After the agent exits, the entrypoint should run /kelos/kelos-capture to emit deterministic outputs (branch name, PR URLs) to stdout. The controller reads Pod logs and extracts lines between the following markers:

---KELOS_OUTPUTS_START---
branch: <branch-name>
pr: https://github.com/org/repo/pull/123
commit: <sha>
base-branch: <name>
input-tokens: <number>
output-tokens: <number>
cost-usd: <number>
---KELOS_OUTPUTS_END---

Output lines use key: value format (separated by : ). The controller stores these lines in TaskStatus.Outputs and also parses them into a TaskStatus.Results map for structured access. Lines without : are kept in Outputs but skipped when building Results.

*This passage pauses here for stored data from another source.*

PR #501, opened 2019-07-08
Scala VCF API

tfenne:
A complete wrapper around the HTSJDK VCF classes.  The goal here is to completely hide the HTSJDK implementations - the scala versions are standalone classes and there is a single `VcfConversions` class that translates back and forth between the HTSJDK objects and the scala versions when reading/writing VCFs and BCFs.

I'm slightly worried about the performance of this approach, but I think it's likely we won't notice for smaller VCFs, and if we end up dealing with multi-TB VCFs using this API we can revisit and either do some performance tuning _or_ do some of our own parsing at least of rows in the VCF.

For anyone else looking, @nh13 and I had a lot of discussion about how to facilitate easy access to common INFO and sample fields, given that all INFO and sample fields are strictly optional, but most of the time you're working with VCFs that have a raft of common values.  We've decided for now to leave this up to the user, using the provided `apply[A](key)` and `get[A](key)` methods, and that once we have some road time with the API we will loop back on this front.

A few thoughts on where things are at:

1. Do we like the naming on all the classes, types, etc?
2. Do we like that in `Genotype` the numeric alleles (i.e. `0/1`) are second class citizens to the `Allele` objects which include the bases/IDs.
3. Is there any functionality obviously missing?
4. Do any of us understand the ALT, PEDIGREE and SAMPLE header lines well enough to make classes for those and handle translation from HTSJDK headers?

### DIFF
--- a/src/main/scala/com/fulcrumgenomics/cmdline/FgBioMain.scala
+++ b/src/main/scala/com/fulcrumgenomics/cmdline/FgBioMain.scala
@@ -128,7 +128,7 @@ class FgBioMain extends LazyLogging {
     }
 
     val startTime = System.currentTimeMillis()
-    val exit      = Sopt.parseCommandAndSubCommand[FgBioCommonArgs,FgBioTool](name, args, Sopt.find[FgBioTool](packageList)) match {
+    val exit      = Sopt.parseCommandAndSubCommand[FgBioCommonArgs,FgBioTool](name, args.toIndexedSeq, Sopt.find[FgBioTool](packageList)) match {
       case Sopt.Failure(usage) =>
         System.err.print(usage())
         1
@@ -147,7 +147,7 @@ class FgBioMain extends LazyLogging {
             val banner = "#" * ex.message.map(_.length).getOrElse(80)
             logger.fatal(banner)
             logger.fatal("Execution failed!")
-            ex.message.foreach(msg => msg.lines.foreach(logger.fatal))
+            ex.message.foreach(msg => msg.linesIterator.foreach(logger.fatal))
             logger.fatal(banner)
             printEndingLines(startTime, name, false)
             ex.exit
--- a/src/main/scala/com/fulcrumgenomics/cmdline/FgBioMain.scala
+++ b/src/main/scala/com/fulcrumgenomics/cmdline/FgBioMain.scala
@@ -36,6 +36,7 @@ import com.fulcrumgenomics.commons.util.{LazyLogging, LogLevel, Logger}
 import com.fulcrumgenomics.sopt.{Sopt, arg}
 import com.fulcrumgenomics.sopt.cmdline.CommandLineProgramParserStrings
 import com.fulcrumgenomics.util.Io
+import com.fulcrumgenomics.vcf.api.VcfWriter
 import com.intel.gkl.compression.{IntelDeflaterFactory, IntelInflaterFactory}
 import htsjdk.samtools.{SAMFileWriterFactory, ValidationStringency}
 import htsjdk.samtools.util.{BlockCompressedOutputStream, BlockGunzipper, IOUtil, SnappyLoader}
@@ -98,6 +99,7 @@ class FgBioCommonArgs
 
   SamSource.DefaultUseAsyncIo = asyncIo
   SamWriter.DefaultUseAsyncIo = asyncIo
+  VcfWriter.DefaultUseAsyncIo = asyncIo
 
   SamWriter.DefaultCompressionLevel = compression
   BlockCompressedOutputStream.setDefaultCompressionLevel(compression)
--- a/src/main/scala/com/fulcrumgenomics/testing/VcfBuilder.scala
+++ b/src/main/scala/com/fulcrumgenomics/testing/VcfBuilder.scala
@@ -46,7 +46,7 @@ object VcfBuilder {
       contigs = contigs,
       infos   = Seq(
         VcfInfoHeader(id="AC",  count=VcfCount.OnePerAltAllele, kind=VcfFieldType.Integer, description="Alternate allele counts in genotypes."),
-        VcfInfoHeader(id="DP",  count=VcfCount.Fixed(1),        kind=VcfFieldType.Integer, description="Depth across all samples."),
+        VcfInfoHeader(id="DP",  count=VcfCount.Fixed(1),        kind=VcfFieldType.Integer, description="Depth across all samples.")
       ),
       formats = Seq(
         VcfFormatHeader(id="GT", count=VcfCount.Fixed(1),       kind=VcfFieldType.String, description="Genotype string."),
--- a/src/main/scala/com/fulcrumgenomics/testing/VcfBuilder.scala
+++ b/src/main/scala/com/fulcrumgenomics/testing/VcfBuilder.scala
@@ -1,0 +1,232 @@
+/*
+ * The MIT License
+ *
+ * Copyright (c) 2019 Fulcrum Genomics LLC
+ *
+ * Permission is hereby granted, free of charge, to any person obtaining a copy
+ * of this software and associated documentation files (the "Software"), to deal
+ * in the Software without restriction, including without limitation the rights
+ * to use, copy, modify, merge, publish, distribute, sublicense, and/or sell
+ * copies of the Software, and to permit persons to whom the Software is
+ * furnished to do so, subject to the following conditions:
+ *
+ * The above copyright notice and this permission notice shall be included in
+ * all copies or substantial portions of the Software.
+ *
+ * THE SOFTWARE IS PROVIDED "AS IS", WITHOUT WARRANTY OF ANY KIND, EXPRESS OR
+ * IMPLIED, INCLUDING BUT NOT LIMITED TO THE WARRANTIES OF MERCHANTABILITY,
+ * FITNESS FOR A PARTICULAR PURPOSE AND NONINFRINGEMENT. IN NO EVENT SHALL THE
+ * AUTHORS OR COPYRIGHT HOLDERS BE LIABLE FOR ANY CLAIM, DAMAGES OR OTHER
+ * LIABILITY, WHETHER IN AN ACTION OF CONTRACT, TORT OR OTHERWISE, ARISING FROM,
+ * OUT OF OR IN CONNECTION WITH THE SOFTWARE OR THE USE OR OTHER DEALINGS IN
+ * THE SOFTWARE.
+ */
+
+package com.fulcrumgenomics.testing
+
+import java.nio.file.Files
+
+import com.fulcrumgenomics.FgBioDef._
+import com.fulcrumgenomics.testing.VcfBuilder.Gt
+import com.fulcrumgenomics.vcf.api.Allele.NoCallAllele
+import com.fulcrumgenomics.vcf.api._
+
+import scala.collection.immutable.ListMap
+import scala.collection.mutable
+import scala.util.Try
+
+object VcfBuilder {
+  /** The default header that is used when making a new VcfBuilder. */
+  val DefaultHeader: VcfHeader = {
+    val contigs = new SamBuilder().dict.getSequences
+      .map(s => VcfContigHeader(s.getSequenceIndex, s.getSequenceName, length=Some(s.getSequenceLength), assembly=Option(s.getAssembly)))
+      .toIndexedSeq
+
+    VcfHeader(
+      contigs = contigs,
+      infos   = Seq(
+        VcfInfoHeader(id="AC",  count=VcfCount.OnePerAltAllele, kind=VcfFieldType.Integer, description="Alternate allele counts in genotypes."),
+        VcfInfoHeader(id="DP",  count=VcfCount.Fixed(1),        kind=VcfFieldType.Integer, description="Depth across all samples."),
+      ),
+      formats = Seq(
+        VcfFormatHeader(id="GT", count=VcfCount.Fixed(1),       kind=VcfFieldType.String, description="Genotype string."),
+        VcfFormatHeader(id="AD", count=VcfCount.OnePerAllele,   kind=VcfFieldType.Integer, description="Depth per allele."),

The commit and base-branch keys are captured by kelos-capture. Token usage and cost keys (input-tokens, output-tokens, cost-usd) are also extracted by kelos-capture, which reads the agent's JSON output from /tmp/agent-output.jsonl and uses KELOS_AGENT_TYPE to parse agent-specific formats. All agents emit input-tokens and output-tokens; claude-code additionally emits cost-usd.

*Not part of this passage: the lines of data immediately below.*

PR #503, opened 2019-07-18
Attempts to make the Duplex caller even faster, and maintain readability

tfenne:


src/main/scala/com/fulcrumgenomics/umi/ConsensusCallingIterator.scala
```diff
@@ -50,32 +51,38 @@ class ConsensusCallingIterator[C <: SimpleRead](sourceIterator: Iterator[SamReco
...
+      val groupingIterator = new SamRecordGroupedIterator(progressIterator, caller.sourceMoleculeId)
       groupingIterator.flatMap(caller.consensusReadsFromSamRecords)
     }
     else {
-      val pool          = new ForkJoinPool(threads, ForkJoinPool.defaultForkJoinWorkerThreadFactory, null, true)
-      val bufferedIter  = groupingIterator.bufferBetter
-      val callersFactor = 1000 // the number of callers per thread to create. This to reduce chance of picking the same caller
-      val callers       = Array.range(start=0, threads*callersFactor).map { _ => caller.emptyClone() }
+      val halfMaxRecords   = maxRecordsInRam / 2
+      val groupingIterator = new SamRecordGroupedIterator(new AsyncIterator(progressIterator, Some(halfMaxRecords)).start(), caller.sourceMoleculeId)
```
tfenne: Putting the async iterator here sped up one test case from 5.04 minutes to 4.45 minutes.  Not that it is also not increasing the total number of threads or records in RAM, but "borrowing" from the specified totals.

PR #507, opened 2019-07-20
Moving cross-building to 2.12 and 2.13

tfenne:
This one is uglier.  I had to resort to having a single 2.12 vs. 2.13 specific source file to work around the fact that `IterableView` is gone in 2.13 and `View` didn't exist in `2.12`.

There are still a ton of deprecation warnings too.  But things are at least working, and we can chip away at the deprecations.

### DIFF
--- a/build.sbt
+++ b/build.sbt
@@ -83,8 +83,8 @@ lazy val commonSettings = Seq(
   organizationName     := "Fulcrum Genomics LLC",
   homepage             := Some(url("http://github.com/fulcrumgenomics/fgbio")),
   startYear            := Some(2015),
-  scalaVersion         := "2.12.8",
-  crossScalaVersions   :=  Seq("2.11.12", "2.12.8"),
+  scalaVersion         := "2.13.0",
+  crossScalaVersions   :=  Seq("2.12.8", "2.13.0"),
   scalacOptions        ++= Seq("-target:jvm-1.8", "-deprecation", "-unchecked"),
   scalacOptions in (Compile, doc) ++= docScalacOptions,
   scalacOptions in (Test, doc) ++= docScalacOptions,
@@ -122,17 +122,19 @@ lazy val root = Project(id="fgbio", base=file("."))
     libraryDependencies ++= Seq(
       "org.scala-lang"            %  "scala-reflect"  % scalaVersion.value,
       "org.scala-lang"            %  "scala-compiler" % scalaVersion.value,
-      "org.scala-lang.modules"    %% "scala-xml"      % "1.0.6",
-      "com.fulcrumgenomics"       %% "commons"        % "0.7.0",
-      "com.fulcrumgenomics"       %% "sopt"           % "0.7.0",
+      "org.scala-lang.modules"    %% "scala-xml"      % "1.2.0",
+      "org.scala-lang.modules"    %% "scala-collection-compat" % "2.1.1",
+      "com.fulcrumgenomics"       %% "commons"        % "0.8.0-87f4b88-SNAPSHOT",
+      "com.fulcrumgenomics"       %% "sopt"           % "0.8.0-6330673-SNAPSHOT",
       "com.github.samtools"       %  "htsjdk"         % "2.16.1" excludeAll(htsjdkExcludes: _*),
       "org.apache.commons"        %  "commons-math3"  % "3.6.1",
-      "com.beachape"              %% "enumeratum"     % "1.5.12",
+      "com.beachape"              %% "enumeratum"     % "1.5.13",
       "com.intel.gkl"             %  "gkl"            % "0.8.6",
 
       //---------- Test libraries -------------------//
-      "org.scalatest"             %% "scalatest"     % "3.0.4"  % "test->*" excludeAll ExclusionRule(organization="org.junit", name="junit")
+      "org.scalatest"             %% "scalatest"     % "3.0.8"  % "test->*" excludeAll ExclusionRule(organization="org.junit", name="junit")
     ))
+
 
 ////////////////////////////////////////////////////////////////////////////////////////////////
 // Merge strategy for assembly
--- a/src/main/scala/com/fulcrumgenomics/alignment/Aligner.scala
+++ b/src/main/scala/com/fulcrumgenomics/alignment/Aligner.scala
@@ -415,7 +415,7 @@ class Aligner(val scorer: AlignmentScorer,
                                   location: MatrixLocation): Alignment = {
     var currOperator: CigarOperator = null
     var currLength: Direction = 0
-    val elems = new mutable.ArrayBuffer[CigarElem]()
+    val elems = IndexedSeq.newBuilder[CigarElem]
     var MatrixLocation(curI, curJ, curD) = location
 
     // The score is always the score from the starting cell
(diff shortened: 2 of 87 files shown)


build.sbt
```diff
@@ -122,18 +122,31 @@ lazy val root = Project(id="fgbio", base=file("."))
     libraryDependencies ++= Seq(
       "org.scala-lang"            %  "scala-reflect"  % scalaVersion.value,
       "org.scala-lang"            %  "scala-compiler" % scalaVersion.value,
-      "org.scala-lang.modules"    %% "scala-xml"      % "1.0.6",
-      "com.fulcrumgenomics"       %% "commons"        % "0.7.0",
-      "com.fulcrumgenomics"       %% "sopt"           % "0.7.0",
+      "org.scala-lang.modules"    %% "scala-xml"      % "1.2.0",
+      "org.scala-lang.modules"    %% "scala-collection-compat" % "2.1.1",
+      "com.fulcrumgenomics"       %% "commons"        % "0.8.0-c052fc9-SNAPSHOT",
```
nh13: confirming that we'll use https://github.com/fulcrumgenomics/commons/pull/54 when it is merged?  In particular `View`.

src/main/scala-2.13-/com/fulcrumgenomics/util/CrossCompatView.scala
```diff
@@ -0,0 +1,5 @@
+package com.fulcrumgenomics.util
+
+trait CrossCompatView[A, Coll] extends scala.collection.IterableView[A, Coll] {
```
nh13: This goes away with https://github.com/fulcrumgenomics/commons/pull/54?

src/main/scala/com/fulcrumgenomics/Writer.scala
```diff
@@ -24,27 +24,6 @@
...
-  }
-
-  /** Writes an item and returns a reference to the writer. */
-  def ++=[B <: A](items: TraversableOnce[B]): this.type = {
-    write(items)
-    this
-  }
-}
+@deprecated(message="Use com.fulcrumgenomics.commons.io.Writer directly instead.")
+trait Writer[A] extends com.fulcrumgenomics.commons.io.Writer[A]
```
nh13: I think master already has this.

src/main/scala/com/fulcrumgenomics/alignment/Aligner.scala
```diff
@@ -512,7 +512,7 @@ class Aligner(val scorer: AlignmentScorer,
   private def findByScore(matrices: Array[AlignmentMatrix], minScore: Int): Seq[MatrixLocation] = {
     val qLen = matrices(0).queryLength
     val tLen = matrices(0).targetLength
-    val hits = new ArrayBuffer[MatrixLocation]()
```
nh13: Can you explain this change for my own learning?  I would have expected `ArrayBuffer.newBuilder` (maybe)?  Why doesn't `new ArrayBuffer[]()` work anymore?  It looks like they're still here: https://docs.scala-lang.org/overviews/collections/concrete-mutable-collection-classes.html#array-buffers

src/main/scala/com/fulcrumgenomics/umi/CollectDuplexSeqMetrics.scala
```diff
@@ -386,13 +386,13 @@ class CollectDuplexSeqMetrics
       case _         => unreachable(s"Found ${ssGroups.size} single strand families in a double strand family!")
     }
 
-    val umi1s = new ArrayBuffer[String] // ab UMI 1 (and ba UMI 2) sequences
-    val umi2s = new ArrayBuffer[String] // ab UMI 2 (and ba UMI 1) sequences
+    val umi1s = Seq.newBuilder[String] // ab UMI 1 (and ba UMI 2) sequences
+    val umi2s = Seq.newBuilder[String] // ab UMI 2 (and ba UMI 1) sequences
```
nh13: Arrays are fast, is this fast?

src/main/scala/com/fulcrumgenomics/umi/GroupReadsByUmi.scala
```diff
@@ -205,19 +205,19 @@ object GroupReadsByUmi {
 
     /** Assigns IDs to each UMI based on the root to which is it mapped. */
     protected def assignIdsToNodes(roots: Seq[Node]): Map[Umi, MoleculeId] = {
-      val mappings = mutable.Buffer[(Umi,MoleculeId)]()
+      val mappings = Map.newBuilder[Umi,MoleculeId]
```
nh13: presumably we used `mutable.Buffer` for performance?

src/main/scala/com/fulcrumgenomics/alignment/Aligner.scala
tfenne: The problem stems from the fact that all the type aliases in `scala.` that are automatically available have been changed.  They be things like `type Seq[+A] = scala.collection.Seq[A]`, but they have been changed in 2.13, to point instead to the immutable version of the traits.  That leaves us with a choice between two routes:

1) Explicitly import `scala.collection.Seq` and shadow `scala.Seq` when we want to specify _either mutable or immutable_, mirroring the 2.12 behaviour. 
2) Change our code to produce immutable `Seq`s (and `IndexedSeq`s etc.) so that they are now of type `scala.Seq`.

Since we're generally treating `Seq` and `IndexedSeq` as immutable types, I thought it was better go with with option (2).  The problem this causes is that we used to get away with using things like `ArrayBuffer` and `ListBuffer` and rely on the fact that they implemented `Seq`, but they implement `mutable.Seq`.  So I _think_ that a call to `ArrayBuffer.toSeq` will cause a second builder to be made to make the immutable Seq.

I'm assuming that using the builders efficient, but haven't tested.  Note that this is what any `.map()`, `.filter()` etc uses to build the new collection, so it's not like we haven't been relying on them all along.

src/main/scala/com/fulcrumgenomics/umi/GroupReadsByUmi.scala
tfenne: I think we used it because it was the _obvious_ way to build up a map mutably.

src/main/scala/com/fulcrumgenomics/umi/CollectDuplexSeqMetrics.scala
tfenne: Ok, so a little poking, and in 2.12 and 2.13, `Seq.newBuilder` yields a `ListBuffer`, and `IndexedSeq.newBuilder` yields a `VectorBuilder` which uses arrays under the covers and is fairly smart about not re-allocating stuff to make the immutable collection.  I'll change over to `IndexedSeq.newBuilder` where I had `Seq.newBuilder.`

tfenne:
@nh13 I did some more work this morning to remove as many deprecations as I could.  There are two major sources of deprecation warnings left:

1. `String.sliding(n)` has been deprecated, and the warning says to use `String.toSeq.sliding(n).map(_.unwrap)` which a) is super ugly and b) doesn't work under 2.12 because it would appear that the return type of `String.toSeq` changed between 2.12 and 2.13 :/
2. Use of java collection converters - 2.13 really wants you to use `scala.jdk.CollectionConverters`, which didn't exist in 2.12.  

It would be really nice to resolve both of these, but they require a little more time and thought than I want to spend right now.

I also removed the deprecated options in `ClipBam` and `DemuxFastqs` - see the last commit.  They've been deprecated for quite some time now and we're breaking enough else it seemed like a good time.

tfenne:
@nh13 I've squashed this down to 2 commits, one for all the cross-building and deprecation changes, and one for the changes to ClipBam and DemuxFastqs.  I'm going to go ahead and merge so I can rebase the VCF API PR on top of this.  If you want to review post-hoc, I'm happy to make another PR to master to address any concerns.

Results can be referenced in dependency prompt templates:

{{ index .Deps "task-a" "Results" "branch" }}

The /kelos/kelos-capture binary is included in all reference images and handles this automatically. Custom images should either:

  1. Include the binary and call it after the agent exits, or
  2. Emit the markers directly from their entrypoint.

The entrypoint must not use exec to run the agent, so that the capture step runs after the agent exits. Use the following pattern:

<agent> "${ARGS[@]}" | tee /tmp/agent-output.jsonl
AGENT_EXIT_CODE=${PIPESTATUS[0]}

/kelos/kelos-capture

exit $AGENT_EXIT_CODE

The tee command copies the agent's stdout to /tmp/agent-output.jsonl so that kelos-capture can extract token usage or cost information. PIPESTATUS[0] captures the agent's exit code correctly with set -uo pipefail.

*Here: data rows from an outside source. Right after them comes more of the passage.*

PR #512, opened 2019-08-07
Add a few more methods on ProgressLogger

nh13:
Supports Variant and Interval, as well as any type.

@tfenne This PR has few things I find useful that should each be judged on their own merits:

1. added `record` methods for `Variant` and `Interval`.  It's about time.
2. added a generic `record` method that accepts any time, and if the type isn't known, fallsback to a given method, which defaults to just calling `record()`
3. an implicit class that adds `progress` to an iterator to easily record progress on an iterator.  It turns this:

```scala
iterator.map { item => p.record(item); item }.foreach { ... }
```

into this
```
import com.fulcrumgenomics.util.ProgressLogger.ProgressLoggingIterator
iterator.progress(p).foreach { ... }
```

### DIFF
--- a/src/main/scala/com/fulcrumgenomics/util/ProgressLogger.scala
+++ b/src/main/scala/com/fulcrumgenomics/util/ProgressLogger.scala
@@ -24,8 +24,12 @@
 package com.fulcrumgenomics.util
 
 import com.fulcrumgenomics.bam.api.SamRecord
+import com.fulcrumgenomics.commons.collection.SelfClosingIterator
 import com.fulcrumgenomics.commons.util.Logger
-import htsjdk.samtools.util.AbstractProgressLogger
+import com.fulcrumgenomics.vcf.api.Variant
+import htsjdk.samtools.util.{AbstractProgressLogger, Locatable}
+
+import scala.reflect.runtime.universe._
 
 /**
   * A subclass of HTSJDK's progress logger that uses fgbio's logging system.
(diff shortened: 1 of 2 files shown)


src/main/scala/com/fulcrumgenomics/util/ProgressLogger.scala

Also use set -uo pipefail (without -e) so the capture script runs even if the agent exits non-zero.

Reference implementations

  • claude-code/kelos_entrypoint.sh — wraps the claude CLI (Anthropic Claude Code).
  • codex/kelos_entrypoint.sh — wraps the codex CLI (OpenAI Codex).
  • gemini/kelos_entrypoint.sh — wraps the gemini CLI (Google Gemini).
  • opencode/kelos_entrypoint.sh — wraps the opencode CLI (OpenCode).
  • cursor/kelos_entrypoint.sh — wraps the agent CLI (Cursor).